In this Chapter that T Hard Eker writes about playing the role of victim, he talks about Victim Clue #2: Justifying. He's a straight shooter. Listen to this:
"Rich people understand the importance of money and the place it has in society. On the other hand, poor people validate their financial ineptitude by using irrelevant comparisons. They'll argue, 'Well, money isn't as important as love.' Now is that comparison dumb or what? What's more important, your arm or your leg? Maybe they're both important."
I immediately thought of the many times I've prayed about something or heard about a friend praying about something- as though only prayer were needed. Have you ever heard a Christian say they're praying about a problem- and then months later you ask them how they're dealing with that problem, and they tell you they're still praying about it?! Maybe prayer and action are both needed here! But that's sometimes a tough thing for Christians to deal with.
She's so heavenly minded, she's no earthly good- ever hear that saying? It's a terrible indictment of any faith-professing Christian. Earth is where we need to be doing some good, 'cause Heaven doesn't need our help. Earth is where we need to be praying up a storm- and acting, in faith, because we have prayed.

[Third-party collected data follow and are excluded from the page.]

PR #169, opened 2016-02-24
[8.0][FIX][website_cookie_notice] Cookie message translation

antespi:
Remove enters and spaces to avoid problems with translation of cookie message

PR #170, opened 2016-02-24
[8.0][FIX][website_cookie_notice] Cookie message translation (2)

antespi:
This PR is related with #169 
The problem was not only spaces, also translation definition of res_id was not correct:

```
#: view:website:website.layout
```

This must be

```
#: view:website:website_cookie_notice.message
```

It seems that this problem was caused by @oca-transbot here https://github.com/Antiun/website/commit/550d148f19aeb689789e7fabc94bdd9ba9049931#diff-b4e6e0424c922617ebb787e6c6464dd3

We should review how Transifex generates .po files

### DIFF
--- a/website_cookie_notice/i18n/el_GR.po
+++ b/website_cookie_notice/i18n/el_GR.po
@@ -19,16 +19,16 @@ msgstr ""
 "Plural-Forms: nplurals=2; plural=(n != 1);\n"
 
 #. module: website_cookie_notice
-#: view:website:website.layout
+#: view:website:website_cookie_notice.message
 msgid ". To disable them, configure your browser properly. If you keep using this website, you are accepting those."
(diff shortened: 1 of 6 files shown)


antespi:
Well, checking this issue with @pedrobaeza we saw that Transifex comments are not overwritten when loading translations from repo.
So we have re-load .pot again in Transifex, in order to not reproduce this error again

pedrobaeza:
Solved partially in the commit https://github.com/OCA/maintainer-quality-tools/commit/43ae2fa87b3397aa6fab0e067c6fa824b12a76c6. The solved part is about the template updating.

I had to make a direct commit because it was the only way to try without having to build an entire test repo.

Now trying to see the best way to update translations files.

pedrobaeza:
OK, next step also checked. The translation files upload is working as expected, because if you empty any of the translation strings, Transifex respects the translation stored on the server, so no possible desynchronization. The reason why the language hasn't been updated in this PR is because the template was not updated, and thus there was no occurrence for that string.

I merge this PR anyway for having this instantaneously and not having to wait to the synchronization.

antespi:
Thanks @pedrobaeza

PR #172, opened 2016-03-01
[FIX] website_portal_sale: Order list indicates "Invoiced" state when…

eantones:
… order is "In progress" and not necessarily invoiced yet.

### DIFF
--- a/website_portal_sale/templates/website_portal_sale.xml
+++ b/website_portal_sale/templates/website_portal_sale.xml
@@ -70,7 +70,7 @@
                             <td><span t-field="order.date_confirm"/></td>
                             <td>
                                 <t t-if="order.state == 'progress'">
-                                    <span class="label label-info"><i class="fa fa-fw fa-clock-o"/> Invoiced</span>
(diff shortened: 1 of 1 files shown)


pedrobaeza:
That was backported from v9, so maybe there's a reason for that label. @sergio-incaser @carlos-incaser, do you know it?

sergio-teruel:
In odoo  v9.0 this state is marked as invoiced:
https://github.com/OCA/OCB/blob/9.0/addons/website_portal_sale/views/templates.xml#L80
However i think that @eantones has the reason, but @pedrobaeza i think that this PR also must be proposed to Odoo/Ocb 9.0.
@eantones can you propose to Odoo?  Thanks
For this PR :+1:

pedrobaeza:
OK then for this :+1:

And for the patch to Odoo, they don't usually accept any translation change on stable branch, but you can try.

carlosdauden:
:+1:

eantones:
Ok, thanks!!

I'll try to propose it in odoo/ocb 9.0 or odoo/odoo 9.0 directly.

Thanks again

PR #179, opened 2016-03-11
[IMP] website_portal_sale: add the discount on the order line

eantones:
The discount is shown on the order line if the current user is a member of sale.group_discount_per_so_line group


pedrobaeza:
Same technique as redsys one, so :+1:

eantones:
:+1:

antespi:
:+1:

PR #181, opened 2016-03-15
[8.0][FIX] Update debug info.

yajo:
It was outdated. Does not affect performance but debugging.


pedrobaeza:
:+1: Fast-tracking as obvious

Let me put another little blurb from Eker here: "Listen up, my friends: Money is extremely important in the areas in which it works, and extremely unimportant in the areas in which it doesn't work. And although love may make the world go round, it sure doesn't pay for the building of hospitals, churches, or homes. It doesn't feed anybody. Not convinced? Trying paying your bills with love."
Or in my case, try fixing my driveway with Prayer. Or try "bathing it in prayer", as we like to say. Hmmm. It still looks like a mess. The sink hole at the end of our driveway still is there. It's not as bad as the huge hole in the library's parking lot. That hole is so big they put orange cones around it and I don't even think that is warning enough, because if your car drove over that hole, you'd wind up in China- that's how bad it is!
So all this to say that Prayer is always good. Always. It's just that Prayer, by itself, is not always enough. At least, by that I mean, what we think Prayer is. We think it's talking to God about things and then God starts his heavenly fixing and arranging and orchestrating of events while we wait patiently- and maybe put a few orange cones around the problem so no one falls into it while we are waiting for our answer to prayer.
But that's a bit infantile of an understanding. Just like we can't deposit "love" into a bank account and expect to receive green bills in return, we can't just pray about things and then expect an answer to drop from the heavens.
We need to pray. And then we need to get to work. Whatever the work is, that's involved in the answer, you'll know. You'll know by the size of the problem and by the way it screams out for you to do something. Start with something simple, like seeing that the problem is there. Add some protective cones circling around it while you debate and pray and think about what to do. But don't wait too long. The hole will not fill itself.
The smelly problem does not get bathed in prayer and then miraculously stink no longer. No, the problem requires an answer. An answer usually involves action, of some kind. And maybe that's where we can start to see that not only though we prayed, but because we prayed, that we have work to do.